江戸情緒の味噌文化
【書けなかったこの2年間のこと⑤】
2ヶ月間の発酵旅を終えた僕は、東京にある『味噌、醤油』の老舗販売店を毎日徹底的に訪ね歩いた。
そして亀戸にある『佐野みそ』はやっぱり凄かった。この店で味噌醤油の世界に触れたいと思った。
絶え間ない来客相手に粋に、手際よく味噌を量り売る、江戸の繁盛店さながらの光景を体現出来る。
右手に、しゃもじ、左手に、へらを持って味噌を桶に移し換え、富士山型に美しく盛る風情は江戸っ子そのものだった。
80種類もの味噌の違いを流暢に説明するスタッフさんも凄かった。
身体の事情を理解して頂き、佐野味噌で働き出した僕は、出勤前に近くの公園で『しゃもじとへら』を持って砂を美しい富士山型に仕上げる練習をした。

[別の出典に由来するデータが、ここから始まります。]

Issue #5525, opened 2023-05-10
[Q] Saving files in /tmp folder at somewhere else


YandongJi:
My syncing process is producing a ton of files in /tmp folder. Is there a way to save these intermediate files somewhere else and without "sudo" requirement to clear them?

nate-wandb:
Hi @YandongJi, `wandb` defaults to writing to `/tmp` if the `WANDB_DIR` is unreachable or doesn't exist. There are a couple ways to set this directory:

1. Set env variable `WANDB_DIR`
2. Pass the argument to `wandb.init(dir=)`
3. If you are using one of our integrations they usually also have this `dir=` argument. 

Let me know if that helps solve this for you if you have any other questions around this. 

Thank you,
Nate

jehontan:
I am using the WandbLogger in PyTorch Lightning, and setting the `dir` argument seems to have no effect.

I am running on a cluster where the `/tmp` directory is shared, caussing the run to fail if another user had created a `/tmp/wandb` directory and the permissions are not set to allow others to access it.

nate-wandb:
@jehontan does the directory you pass to `dir=` exist prior to starting the run? 

Also, do you get a warning like this in terminal: `wandb: WARNING Path non-existent-dir/wandb/ wasn't writable, using system temp directory.`

jehontan:
@nate-wandb you're right, the dir was missing. The issue is resolved.

Issue #5165, opened 2023-03-15
[Q] Image doesn't show in wandb.ai


Yoonho-Na:
<img width="640" alt="스크린샷 2023-03-15 오후 6 50 13" src="https://user-images.githubusercontent.com/53941554/225272490-d98850cb-7ce5-4ef7-aa32-e99240f5b9b4.png">

I have no idea why it says select runs.

It is already selected

nate-wandb:
Hi @Yoonho-Na, could you send me a link to the workspace where you are seeing this?

Thank you,
Nate

Yoonho-Na:
@nate-wandb Hi

I found what's wrong with the code.

making log directory before wandb init solved the problem.
(I think wandb logged in the tmp directory before)

I suggest to add some lines such as 'logging in tmp dir may not show results.'

It only says select runs in the website and 

`wandb: WARNING Path logs/custom_dir/wandb/ wasn't writable, using system temp directory.
`
in terminal.

So I didn't notice that this would cause not showing the images and took a while to fix it.

anyways since I solved what was wrong, I close this issue.

thanks.

Issue #4911, opened 2023-02-06
[Q] Running wandb on ssh server but getting permission denied 


davnords:
I am training my models on a school cluster to which I use ssh to access. I have a conda environment where I have downloaded and logged into wandb with my API key. In my home directory on the server a .netrc file has been created with the correct API key. Furthermore, when I have activated the conda environment (called pythonenv) it is clearly indicated that I am logged into wandb with the correct account.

砂場の子供達とそのお母さんに怪しまれない様に『これは砂アート』なのだと説明した。
砂場に居合わせた子供に、しゃもじとへらを奪われて押し問答になった事もあった。
けれど毎日、砂場に出没する僕を怪しく見たのか、やがて公園の砂場から子供達とその親御さんの姿が消えていった。
しかし、その代わりに『佐野味噌ご常連のお爺さん達』(公園で鳩に餌をやる人)が僕の事情を知って毎日やって来たのであった。